*Exercise*. An identical transcription of the records is required.

*Source information*.
◇ ◇ ◇ ◇ ◇
Issue #586, opened 2018-08-13
Prevent duplicate tag names


ashgoodman:
**Describe the bug**
I am able to create duplicate tags (identical in spelling, capitalization etc) for the same board

**To Reproduce**
1. Create tag for a board
2. Create another tag for the same board with an identical name

**Expected behavior**
A warning message that the tag already exists for that board

juliushaertl:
◇ ◇ ◇ ◇ ◇
*Solution to this problem*.
Issue #586, opened 2018-08-13
Prevent duplicate tag names


ashgoodman:
**Describe the bug**
I am able to create duplicate tags (identical in spelling, capitalization etc) for the same board

**To Reproduce**
1. Create tag for a board
2. Create another tag for the same board with an identical name

**Expected behavior**
A warning message that the tag already exists for that board

juliushaertl:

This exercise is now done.